10. UNKNOWN (FEAT. ROMY HARMONY)
The fuck was this shit?
Bass For Your Face ends with two additional bonus tracks.
11. WIKID (FEAT. CHUCK D. & JARED (FROM HED P.E.))
Although Public Enemy's Chuck D. was somehow blackmailed into appearing on this, the first of two bonus tracks on Bass For Your Face, his performance is filtered and altered so heavily that his presence is negligible. Sadly, the only quasi-memorable aspect of “Wikid” is how Muggs somehow worked in the drums from Schooly D's “P.S.K. (What Does It Mean?)” (or, if your mind works like mine, Siouxie and The Banshees' “Kiss Them For Me”) into a dubstep track as seamlessly as he did.
12. SAFE (ORIGINAL VERSION) (FEAT. BELLE HUMBLE)
Is this take so bad that the remix, which appeared earlier in the evening, is now wholly justified? Not really. In fact, I now believe that the song should never have been recorded in the first place. However, I sort-of liked this version a tiny bit more, mostly because I just heard it and I cannot be bothered to listen to the other take again. Ever.
AND SO? I give kudos to any artist who can successfully get his or her message across in a different medium than the one they're best known for, and that definition stretches to include rappers who choose to appear, and shine, on non-rap songs. B-Real and Sen Dog end up much more successful at this dreadful fucking exercise than their counterpart DJ Muggs, although the primary reason for that might be because all they had to do was rap: hell, Rusko's the dude who had to craft all the blips and haws and whatever the fuck. Yes, a couple of the tracks on Cypress x Rusko EP sound like what could literally be heard as the duo punching a time clock, but they ride Rusko's beats well enough that I was at least convinced that they knew who he was before the project was released.
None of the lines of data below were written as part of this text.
PR #58, opened 2026-08-19
fix(parsing): parse .tsx with the tsx grammar and index JSX call sites

### LINKED ISSUE #56: bug: .tsx parsed with the typescript grammar, so JSX call sites are invisible to `references` and `dead-code`
`.tsx` files appear to be parsed with the `typescript` tree-sitter grammar rather than `tsx`. Because JSX is ambiguous with type assertions, the two grammars are separate upstream, and using the TypeScript one turns every JSX element into an error node.

The visible symptom is an error count. The real cost is that `vera references` returns a confident **"No callers found"** for React components that do have callers, because the call sites are JSX elements sitting inside those error nodes.

## Environment

- vera 1.0.0 (`aarch64-apple-darwin`, local build)
- macOS, Apple Silicon, CoreML local mode
- Reproduced on a React 19 + TypeScript + Vite codebase

## Reproduction

Four files, each indexed in its own directory:

```ts
// plain.ts
export function add(a: number, b: number): number { return a + b; }
export interface User { id: string; name: string; }
```
```ts
// modern.ts
const conf = { a: 1 } satisfies Record<string, number>;
export const f = <const T,>(x: T) => x;
using res = { [Symbol.dispose]() {} };
```
```tsx
// nojsx.tsx
export const VALUE = 42;
export type Thing = { a: string };
```
```tsx
// jsx.tsx
export function Hello({ name }: { name: string }) {
  return <div className="greet">Hello {name}</div>;
}
```

`vera stats --json | .index_health.files_with_tree_sitter_errors`:

| File | Errors |
|------|--------|
| `plain.ts` | 0 |
| `modern.ts` | 0 |
| `nojsx.tsx` | 0 |
| **`jsx.tsx`** | **1** |

JSX is the only trigger. Notably `modern.ts` is clean, so this is not a general "grammar is behind modern TypeScript" problem: `satisfies`, explicit resource management (`using` / `Symbol.dispose`) and const type parameters all parse fine.

## Impact at repository scale

On a mid-sized React codebase, roughly half of all files reported as language `typescript` carry tree-sitter errors, with **0 parse failures**, so nothing is dropped from the index.

Both `.ts` and `.tsx` are reported under the single language label `typescript`, which is what suggests one grammar is used for both extensions. The errored-file count tracks the number of `.tsx` files that actually contain JSX: `.tsx` files with no JSX in them parse clean.

## Why this matters more than the error count suggests

Minimal end-to-end case, using the `jsx.tsx` above plus one consumer:

```tsx
// app.tsx
import { Hello } from "./jsx";
export function App() {
  return <Hello name="world" />;
}
```

```
$ vera references Hello
No callers found for 'Hello'.
```

The caller exists at `app.tsx`. It is a JSX element, exactly the syntax inside the error node.

**Control, confirming the scope is JSX-specific rather than general breakage:** a plain function called normally, for example `add(1, 2)` from a `.tsx` file, resolves correctly. So `references` works in `.tsx`; it is JSX element usage specifically that is invisible.

The failure mode is the concerning part. `references` and `dead-code` do not report reduced confidence, they report a clean negative. Anyone using them to decide whether a component is unused would be told, incorrectly, that it is.

## Suggested fix

Select the tree-sitter grammar by extension, `tsx` for `.tsx` and `typescript` for `.ts`, rather than mapping both to one language. Upstream tree-sitter ships them as separate grammars for this reason. Both currently appear under one `typescript` label in `vera stats`, so the language breakdown would also become more accurate.

Happy to test a patch against a JSX-heavy codebase.

## Workaround for anyone hitting this

Use `vera grep` or `git grep` to find component usages, and do not trust `vera references` or `vera dead-code` for React components. `vera search` is unaffected, since semantic search does not depend on the syntax tree.

## Note on the fix shape

Selecting the grammar by extension is necessary but not sufficient. `is_call_node`
in `crates/vera-core/src/parsing/references.rs` recognises only `call_expression`
and `new_expression` for TS/JS, so a JSX element is not treated as a call site even
once it parses cleanly. Both halves are needed before `vera references Hello`
returns the caller.

The same gap affects `.jsx`/`.js`, where the JavaScript grammar already parses JSX
without errors and JSX call sites are still invisible.

---

Re-filed from #53, which was opened from the wrong account.

citron07r:
Fixes #56.

`.tsx` was parsed with the `typescript` tree-sitter grammar. JSX is ambiguous with
type assertions, which is why tree-sitter ships `typescript` and `tsx` as separate
grammars upstream, so every JSX element landed in an error node and the call sites
inside it were never parsed.

The visible symptom was a tree-sitter error count. The cost was that `references`
and `dead-code` returned a confident `No callers found` for components rendered as
`<Foo />` — not reduced confidence, a clean negative, which is the wrong answer to
act on when deciding whether a component is dead.

## What changed

**1. Grammar selection by extension.** `tree_sitter_grammar_for_path` returns the
`tsx` grammar for `.tsx` and defers to the existing per-language mapping for
everything else. It sits beside `tree_sitter_grammar` in `parsing/languages.rs`
and is used from `parse_file_with_diagnostics` and the `structural` syntax filter,
both of which already have the file path.

**2. JSX elements as call sites.** Grammar selection alone does not close the issue.
`is_call_node` recognised only `call_expression` and `new_expression` for TS/JS, so
a cleanly parsed JSX element still was not a call site. `jsx_opening_element` and
`jsx_self_closing_element` are now call nodes; `jsx_closing_element` deliberately is
not, so `<Foo></Foo>` records one reference rather than two.

This half also fixes `.jsx`/`.js`, where the JavaScript grammar already parsed JSX
without errors and the call sites were invisible anyway.

**Host elements stay out of the reference graph.** JSX resolves a tag beginning with
a lowercase letter to an intrinsic element string rather than to a value in scope,
so recording `<div>` would add an edge per HTML tag in the repository.

The `typescript` label in `stats` is unchanged. Splitting it would change reported
language breakdowns, which reads as a separate maintainer call.

## Verification

Against the released v1.0.0 binary as a control, same fixture and same queries. Two
files: `jsx.tsx` defining `Hello`, `app.tsx` rendering `<Hello name="world" />`.

| | stock v1.0.0 | this branch |
|---|---|---|
| `vera references Hello` | `No callers found for 'Hello'.` | `app.tsx:1-4 function:App` |
| `files_with_tree_sitter_errors` | 2 | 0 |
| `files_with_parse_failures` | 0 | 0 |
| `vera references div` | `No callers found` | `No callers found` |

Tests: `cargo test --workspace` — 920 passed, 0 failed. `cargo build --release`
clean for the whole workspace. `cargo fmt --check` clean. `cargo clippy -p vera-core
--lib` reports only the five warnings already present on `master`.

Both halves were confirmed load-bearing by reverting each in turn:

- reverting the `is_call_node` change fails `tsx_jsx_elements_are_call_sites` and
  `jsx_in_javascript_is_a_call_site` with the production symptom, an empty callee
  list
- reverting the grammar selection fails `tsx_files_parse_jsx_without_errors` and
  also `tsx_jsx_elements_are_call_sites`, since the JSX nodes do not exist to match

`tsx_files_parse_jsx_without_errors` also asserts that the `typescript` grammar
still errors on the same JSX source, so the test starts failing if the upstream
split ever stops being necessary.

## Deliberately out of scope

`signatures::extract_signature(content, lang)` takes no path, so it still resolves
the grammar by language alone. Its callers do have a path available — `Chunk` and
`SearchResult` both carry `file_path` — so a `.tsx` chunk can still hit JSX in an
error node when a signature is stripped for `--compact` output or a type-relation
header.

That is the same class of problem, but fixing it means changing a public signature
used from `vera-mcp` and `vera-cli` as well as `vera-core`, which is wider than this
issue. Happy to do it here or in a follow-up, whichever you prefer.

Happy to adjust the shape if you would rather see the language label split too, or
the JSX handling scoped differently.

---
<a href="https://app.blacksmith.sh/VeraTools/codesmith/Vera/pr/58"><picture><source media="(prefers-color-scheme: dark)" srcset="https://pr-comments-assets.blacksmith.sh/codesmith/view-with-codesmith-dark-v2.svg"><source media="(prefers-color-scheme: light)" srcset="https://pr-comments-assets.blacksmith.sh/codesmith/view-with-codesmith-light-v2.svg">View with [code]smith</picture></a> <a href="https://backend.blacksmith.sh/track/enable-autofix?expires=1789743571&installation_model_id=432833&pr_number=58&repository=VeraTools%2FVera&return_to=https%3A%2F%2Fgithub.com%2FVeraTools%2FVera%2Fpull%2F58&signature=3d7bd0da2461260aa48cc7f8e2e844162d4f6eaeadb7a09b9f7143bb23fdacd2"><picture><source media="(prefers-color-scheme: dark)" srcset="https://pr-comments-assets.blacksmith.sh/codesmith/autofix-with-codesmith-dark.svg"><source media="(prefers-color-scheme: light)" srcset="https://pr-comments-assets.blacksmith.sh/codesmith/autofix-with-codesmith-light.svg">Autofix with [code]smith</picture></a>

---
## Summary by cubic
Parse `.tsx` with the `tsx` grammar and record JSX component renders as call sites so `references`/`dead-code` find component usage. Previously `.tsx` used the `typescript` grammar (JSX parsed as errors) and JSX renders like `<Foo />` were invisible.

- Grammar by path: `tree_sitter_grammar_for_path` returns `tsx` for `.tsx` and is used in `parse_file_with_diagnostics` and structural search’s `SyntaxFilter`.
- JSX as calls: treat `jsx_opening_element` and `jsx_self_closing_element` as calls; exclude `jsx_closing_element`. Also surfaces JSX calls in `.js`/`.jsx`.
- Host-element filter: decide from the tag node; skip bare lowercase ASCII tags or any tag containing a hyphen (e.g., `<div>`, `<My-element />`). Keep dotted tags (e.g., `<Icons.arrow />`) and non-ASCII-leading names (e.g., `<éWidget />`) as component calls.
- Structural search: selects grammar by file path; behavior and attribution on `.tsx` are unchanged. Added a characterization test that finds real env reads and filters comment/JSX-attribute decoys.
- Tests cover grammar selection, JSX call extraction (dotted, ASCII-only lowercase, hyphen rules), `.tsx` structural search. No API or `stats` label changes.

<sup>Written for commit 8c73e5a0bc74a4a054efb488539089397963e7c9. Summary will update on new commits.</sup>

<a href="https://cubic.dev/pr/VeraTools/Vera/pull/58?utm_source=github" target="_blank" rel="noopener noreferrer" data-no-image-dialog="true"><picture><source media="(prefers-color-scheme: dark)" srcset="https://www.cubic.dev/buttons/review-in-cubic-dark.svg"><source media="(prefers-color-scheme: light)" srcset="https://www.cubic.dev/buttons/review-in-cubic-light.svg">Review in cubic</picture></a>

## Summary by CodeRabbit

* **New Features**
  * Improved JavaScript and TypeScript JSX support, including `.tsx` files.
  * JSX components are now recognized in extracted references and call sites.
  * JSX host elements are excluded from component reference results.
  * Structural searches now work reliably in JSX-containing TypeScript files.

* **Bug Fixes**
  * Fixed parsing and structural matching for TSX files by selecting the appropriate grammar based on file path.
  * Added coverage for JSX components, dotted tags, caller detection, environment-variable reads, and clean TSX parsing.

### DIFF
--- a/crates/vera-core/src/parsing/languages.rs
+++ b/crates/vera-core/src/parsing/languages.rs
@@ -106,6 +106,26 @@ pub fn tree_sitter_grammar(lang: Language) -> Option<TsLanguage> {
     Some(lang_fn)
 }
 
+/// Returns the tree-sitter grammar to use for a specific file.
+///
+/// TypeScript ships as two grammars upstream because JSX is ambiguous with
+/// type assertions, so `.tsx` must be parsed with `tsx`. Parsing it with
+/// `typescript` puts every JSX element in an error node, which hides JSX call
+/// sites from `references` and `dead-code`. All other languages resolve by
+/// language alone.
+pub fn tree_sitter_grammar_for_path(lang: Language, file_path: &str) -> Option<TsLanguage> {
+    if lang == Language::TypeScript && has_tsx_extension(file_path) {
+        return Some(tree_sitter_typescript::LANGUAGE_TSX.into());
+    }
+    tree_sitter_grammar(lang)
+}
+
+fn has_tsx_extension(file_path: &str) -> bool {
+    std::path::Path::new(file_path)
+        .extension()
+        .is_some_and(|ext| ext.eq_ignore_ascii_case("tsx"))
+}
+
 /// Returns whether a language has tree-sitter grammar support (Tier 1A).
 pub fn has_grammar(lang: Language) -> bool {
     tree_sitter_grammar(lang).is_some()
@@ -183,6 +203,48 @@ mod tests {
             assert!(
                 !has_grammar(lang),
                 "{lang} should NOT have a tree-sitter grammar"
+            );
+        }
+    }
+
+    /// A `.tsx` file must parse without error nodes; the `typescript` grammar
+    /// puts every JSX element in one, which is what hides JSX call sites.
+    #[test]
+    fn tsx_files_parse_jsx_without_errors() {
+        let source = "export function Hello() {\n  return <div className=\"greet\">hi</div>;\n}\n";
+
+        let tsx = tree_sitter_grammar_for_path(Language::TypeScript, "src/jsx.tsx").unwrap();
+        let mut parser = tree_sitter::Parser::new();
+        parser.set_language(&tsx).unwrap();
+        assert!(
+            !parser.parse(source, None).unwrap().root_node().has_error(),
+            "tsx grammar should parse JSX cleanly"
+        );
+
+        let ts = tree_sitter_grammar_for_path(Language::TypeScript, "src/plain.ts").unwrap();
+        let mut parser = tree_sitter::Parser::new();
+        parser.set_language(&ts).unwrap();
+        assert!(
+            parser.parse(source, None).unwrap().root_node().has_error(),
+            "typescript grammar is the one that errors on JSX; if this stops \
+             holding, the tsx split is no longer needed"
+        );
+    }
+
+    #[test]
+    fn non_tsx_paths_keep_their_language_grammar() {
+        let cases = [
+            ("src/plain.ts", Language::TypeScript),
+            ("src/app.mts", Language::TypeScript),
+            ("noext", Language::TypeScript),
+            ("src/main.rs", Language::Rust),
+        ];
+        for (path, lang) in cases {
+            let by_path = tree_sitter_grammar_for_path(lang, path).unwrap();
+            assert_eq!(
+                by_path,
+                tree_sitter_grammar(lang).unwrap(),
+                "{path} should use the plain {lang} grammar"
             );
         }
     }
--- a/crates/vera-core/src/parsing/mod.rs
+++ b/crates/vera-core/src/parsing/mod.rs
@@ -100,7 +100,7 @@ pub fn parse_file_with_diagnostics(
         ));
     }
 
-    let grammar = match languages::tree_sitter_grammar(language) {
+    let grammar = match languages::tree_sitter_grammar_for_path(language, file_path) {
         Some(g) => g,
         None => {
             let chunks = chunker::tier0_line_chunks(source, file_path, language);
--- a/crates/vera-core/src/parsing/references.rs
+++ b/crates/vera-core/src/parsing/references.rs
@@ -95,12 +95,28 @@ fn is_jsx_element_node(kind: &str) -> bool {
 
 /// Whether a JSX tag names a host element rather than a component in scope.
 ///
-/// JSX resolves a tag beginning with a lowercase letter, such as `<div>`, to an
-/// intrinsic element string, and any other, such as `<Foo>` or `<Foo.Bar>`, to a
-/// value in scope. Only the latter is a call site; recording the former would
-/// add an edge per HTML tag in the repository.
-fn is_jsx_host_element(kind: &str, name: &str) -> bool {
-    is_jsx_element_node(kind) && name.starts_with(|ch: char| ch.is_lowercase())
+/// JSX resolves a *bare* tag beginning with a lowercase letter, such as `<div>`,
+/// to an intrinsic element string. Anything else is a value in scope, and only
+/// those are call sites; recording host elements would add an edge per HTML tag
+/// in the repository.
+///
+/// The decision has to come from the tag node, not from the extracted callee.
+/// `extract_callee` returns the rightmost identifier, so `<Icons.arrow />` yields
+/// `arrow`, and judging that name alone would discard a real component
+/// reference. A dotted tag is a member expression on a value in scope whatever
+/// the case of its property.
+fn is_jsx_host_element(node: &tree_sitter::Node, source: &[u8]) -> bool {
+    if !is_jsx_element_node(node.kind()) {
+        return false;
+    }
+    let Some(name) = node.child_by_field_name("name") else {
+        return false;
+    };
+    if name.kind() == "member_expression" {
+        return false;
+    }
+    name.utf8_text(source)
+        .is_ok_and(|text| text.starts_with(|ch: char| ch.is_lowercase()))
 }
 
 /// Extract the callee name from a call node.
@@ -209,7 +225,7 @@ fn collect_calls(
         let node = cursor.node();
         if is_call_node(lang, node.kind()) {
             if let Some(callee) = extract_callee(&node, source) {
-                if !is_jsx_host_element(node.kind(), &callee) {
+                if !is_jsx_host_element(&node, source) {
                     let caller = find_enclosing_symbol(symbols, node.start_byte());
                     refs.push(RawReference {
                         callee,
@@ -346,6 +362,7 @@ export function App() {
         <div className="wrap">
             <Hello name="world" />
             <Panel.Header title="hi"></Panel.Header>
+            <Icons.arrow />
         </div>
     );
 }
@@ -359,6 +376,11 @@ export function App() {
         assert!(
             callees.contains(&"Header"),
             "dotted JSX element should be a call site: {callees:?}"
+        );
+        assert!(
+            callees.contains(&"arrow"),
+            "a dotted tag is a value in scope whatever the case of its \
+             property, so <Icons.arrow /> is a call site: {callees:?}"
         );
         assert!(
             !callees.contains(&"div"),
--- a/crates/vera-core/src/parsing/references.rs
+++ b/crates/vera-core/src/parsing/references.rs
@@ -51,7 +51,7 @@ fn is_call_node(lang: Language, kind: &str) -> bool {
     match lang {
         Language::Rust => matches!(kind, "call_expression" | "macro_invocation"),
         Language::TypeScript | Language::JavaScript => {
-            matches!(kind, "call_expression" | "new_expression")
+            matches!(kind, "call_expression" | "new_expression") || is_jsx_element_node(kind)
         }
         Language::Python => kind == "call",
         Language::Go => kind == "call_expression",
@@ -83,6 +83,24 @@ fn is_call_node(lang: Language, kind: &str) -> bool {
         Language::Elm => kind == "function_call_expr",
         _ => false,
     }
+}
+
+/// Whether a node kind is a JSX element tag that names the component it renders.
+///
+/// `jsx_closing_element` is deliberately excluded so `<Foo></Foo>` records one
+/// reference rather than two.
+fn is_jsx_element_node(kind: &str) -> bool {
+    matches!(kind, "jsx_opening_element" | "jsx_self_closing_element")
+}
+
+/// Whether a JSX tag names a host element rather than a component in scope.
+///
+/// JSX resolves a tag beginning with a lowercase letter, such as `<div>`, to an
+/// intrinsic element string, and any other, such as `<Foo>` or `<Foo.Bar>`, to a
+/// value in scope. Only the latter is a call site; recording the former would
+/// add an edge per HTML tag in the repository.
+fn is_jsx_host_element(kind: &str, name: &str) -> bool {
+    is_jsx_element_node(kind) && name.starts_with(|ch: char| ch.is_lowercase())
 }
 
 /// Extract the callee name from a call node.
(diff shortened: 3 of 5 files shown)


citron07r:
Thanks — both parts addressed, though the second one differently than suggested. Pushed as `47bde6b`.

## `.tsx` structural-search test: added

`structural_search_works_in_jsx_bearing_tsx` in `crates/vera-core/src/retrieval/structural.rs`
covers a JSX-bearing `.tsx` file: a real `process.env.API_URL` read is found and attributed to the
enclosing `Panel`, while a commented-out decoy and a `process.env.FAKE_URL` string sitting in a JSX
attribute are filtered out. Nothing covered `.tsx` structural search before, so this is new
coverage either way.

**It is a characterisation test, not a regression test, and the doc comment says so.** I checked it
against the reverted change, per this repo's rule that a new test has to be shown to catch the bug:
it passes with the grammar switch reverted, both for `SyntaxFilter::new` and for the indexing-side
`parse_file_with_diagnostics`. Two reasons:

- tree-sitter still lexes comments and string literals inside an error region, so both decoys are
  rejected under the `typescript` grammar too
- `export function Panel() { … }` is still recognised as a `function_declaration` under the
  `typescript` grammar; only the JSX in its body errors, so the match is attributed either way

I could not construct any structural-search input where the grammar choice changes the result.

## Full Semble suite: not run, because this change cannot reach the corpus

The `retrieval/**` path instruction is the right default, but it does not apply here on the
evidence:

**1. The `SyntaxFilter` change is behaviour-neutral**, per the reverted-test result above. It picks a
different grammar to answer the same question — "is this byte range inside a comment or string" —
and both grammars answer it identically, because the lexer handles comments and strings before the
parser decides anything about JSX.

**2. The corpus contains no `.tsx` under any benchmarked root.** `eval/semble-subset-corpus.toml`
pins a `benchmark_root` per repo, and only three of the sixteen repos are JS/TS:

| repo | `benchmark_root` | `.tsx` in root | `.tsx` in repo |
|---|---|---|---|
| `express` | `lib` | 0 | 0 |
| `axios` | `lib` | 0 | 0 |
| `zod` | `packages/zod/src` | **0** | 29 |

zod is the only one that ships `.tsx` at all, and all 29 files are under `packages/docs/`
(19 in `components/`, 9 in `app/`, 1 in `pages/`), outside the benchmarked `packages/zod/src`. So
no file whose parse this PR changes is indexed by the suite, and a before/after run would compare
two identical indexes.

Happy to run it anyway if you would rather have the number on record — say the word and I will set
up the harness. I would rather tell you it cannot move than hand you a run whose result is
predetermined.

## Note on CI

No build or test check appears on this PR — only `cubic`, `[code]smith` and `CodeRabbit`. If the
Rust workflow is meant to run on `pull_request` from forks, it may need approval. Locally on this
branch: `cargo build --release` clean for the workspace, `cargo test --workspace` 921 passed / 0
failed, `cargo fmt --check` clean, and `cargo clippy -p vera-core --lib` reporting only the five
warnings already present on `master`.

citron07r:
@coderabbitai review

citron07r:
@cubic-dev-ai good catch, that was a real bug and it is fixed in `c7a52ee`.

`<Icons.arrow />` was being dropped. The host-element check ran on the *extracted callee*, and
`extract_callee` returns the rightmost identifier of a member expression, so the tag produced the
callee `arrow`, the lowercase rule read that as an intrinsic element, and a genuine component
reference disappeared. Exactly the failure mode this PR exists to fix, reintroduced through a
different door.

Host status now comes from the tag node instead of the name string:

- `name` field is a `member_expression` → never a host element, whatever the case of the property,
  because a dotted tag is a member access on a value in scope
- otherwise → host element only if the tag text starts with a lowercase letter

Reproduced first, then fixed. Added `<Icons.arrow />` to `tsx_jsx_elements_are_call_sites`, which
failed with `["Hello", "Header"]` before the change. Verified end to end on an indexed fixture:

```
Hello    -> app.tsx:4-8 function:App
arrow    -> app.tsx:5-9 function:App
div      -> No callers found for 'div'.
circle   -> No callers found for 'circle'.
```

`<div>` and the namespaced `<svg:circle>` still stay out of the reference graph.

One thing left as-is, flagging rather than deciding silently: the recorded callee for `<Icons.arrow />`
is `arrow`, not `Icons`. That follows the existing convention for member expressions, where
`obj.method()` records `method`. Whether a dotted JSX tag should instead record the root value is a
separate question about `extract_callee` that would change method-call behaviour too, so I have not
touched it here.

`cargo test --workspace` 921 passed / 0 failed, `cargo fmt --check` clean, clippy unchanged from
`master`.

citron07r:
@coderabbitai full review

citron07r:
Ran the CodeRabbit CLI locally against `master` while the hosted review quota recovered. One finding,
valid, fixed in `7b7364f`.

## Intrinsic tags are ASCII-only

`char::is_lowercase` is Unicode-aware, so `<éWidget />` was classified as a host element and its
reference dropped. The transpilers test ASCII specifically — Babel's `isCompatTag` is `/^[a-z]/`,
TypeScript's `isIntrinsicJsxName` compares against `a`..`z` — so a tag starting outside that range is
an identifier in scope and therefore a component reference.

Now `ch.is_ascii_lowercase()`. Confirmed the test catches the regression: restoring `is_lowercase`
gives `["Hello", "Header", "arrow"]`, missing `éWidget`.

`tsx_jsx_elements_are_call_sites` now pins the whole classification in one place: `<Hello />` and
`<Panel.Header>` and `<Icons.arrow />` and `<éWidget />` are call sites; `<div>` is not.

## Benchmark evidence is coming after all

I said earlier that the Semble subset contains no `.tsx` under any benchmark root, which is true. But
the Vera eval suite in `eval/tasks/` runs against a different corpus, and that one is relevant:

```
repo         .tsx    .ts    .js
fastify         0     35    255
flask           0      0      0
ripgrep         0      0      0
turborepo     303    506    236
```

turborepo carries 303 `.tsx` files, so this PR does change what gets indexed there. I am running
`benchmarks/scripts/run_local_binary_benchmarks.py` over the 21-task suite with released v1.0.0 as
the control and this branch as the candidate, and will post the before/after table with per-task
diffs.

Correcting myself on the earlier comment: "cannot reach the corpus" was accurate for the Semble
subset and too broad as a general claim. The eval corpus does reach it.

`cargo test --workspace` 921 passed / 0 failed, `cargo fmt --check` clean, clippy unchanged from
`master`.

citron07r:
@cubic-dev-ai correct again, fixed in `45e561a`.

`<My-element />` was being recorded as a component reference. Checked against the current
TypeScript source rather than from memory, since this predicate has now bitten me three times:

```ts
export function isIntrinsicJsxName(name: __String | string): boolean {
    const ch = (name as string).charCodeAt(0);
    return (ch >= CharacterCodes.a && ch <= CharacterCodes.z) || (name as string).includes("-");
}
```

So a hyphen makes a tag intrinsic whatever its case — the custom-element form — and the compiler
emits it as the string `"My-element"` rather than a value lookup. Indexing those would add an edge
per custom element, which is the same noise problem as `<div>`.

Worth noting for anyone reading this later: the `:` clause this function used to carry is **not** in
current TypeScript, so namespaced tags are no longer special-cased. `<svg:circle />` still stays out
because it starts with a lowercase ASCII letter, not because of a colon rule.

The predicate now reads as one rule with the reason attached, and
`tsx_jsx_elements_are_call_sites` pins every branch of it in one place:

| tag | recorded | why |
|---|---|---|
| `<Hello />` | yes | bare identifier, not `a`..`z` |
| `<Panel.Header>` | yes | member expression |
| `<Icons.arrow />` | yes | member expression, lowercase property is irrelevant |
| `<éWidget />` | yes | `é` is outside ASCII `a`..`z` |
| `<div>` | no | intrinsic |
| `<My-element />` | no | hyphen, intrinsic |

Confirmed the test catches the regression: dropping the hyphen clause puts `My-element` back in the
callee list.

`cargo test --workspace` 921 passed / 0 failed, `cargo fmt --check` clean, clippy unchanged from
`master`.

Muggs, however, doesn't get to walk away as unscathed as he did when nobody gave a shit about Dust. At least he kept his trip-hop experiment to himself (and some no-name vocalists): Sound Clash Business, Sound Boy Killa, and Bass For Your Face all feature guest rappers you two have actually heard of that get knocked down several notches (save for Dizzee Rascal and Bambu, who manage to rise above the material) in his quest to dominate a different musical genre. The problem is that most of Muggerund's work behind the boards sounds average at best: none of this shit would ever burn up the clubs. I applaud the man for trying something new, but the fact that he thought this was a good idea baffles me: most of Bass For Your Face sounds like shit, and those EPs don't fare very well, either. In closing, there's really no need to check into any of these releases: I just did you guys a favor, because of the type of goddamn hero I am. But if this is your bag, baby, B-Real and Sen Dog squeak out ahead in this race, and Muggs should be embarrassed about his output here. All in favor, though, of pretending that Cypress Hill never went down this road, raise your hands. (I've heard rumor of Muggs telling reporters that the next Cypress album will sound more dark, like their third album III: Temples Of Boom, so it's clear to me that the trio would also love to forget this detour ever happened. I say we let them.)
There's more to Cypress Hill than just “Insane In The Brain”, you two.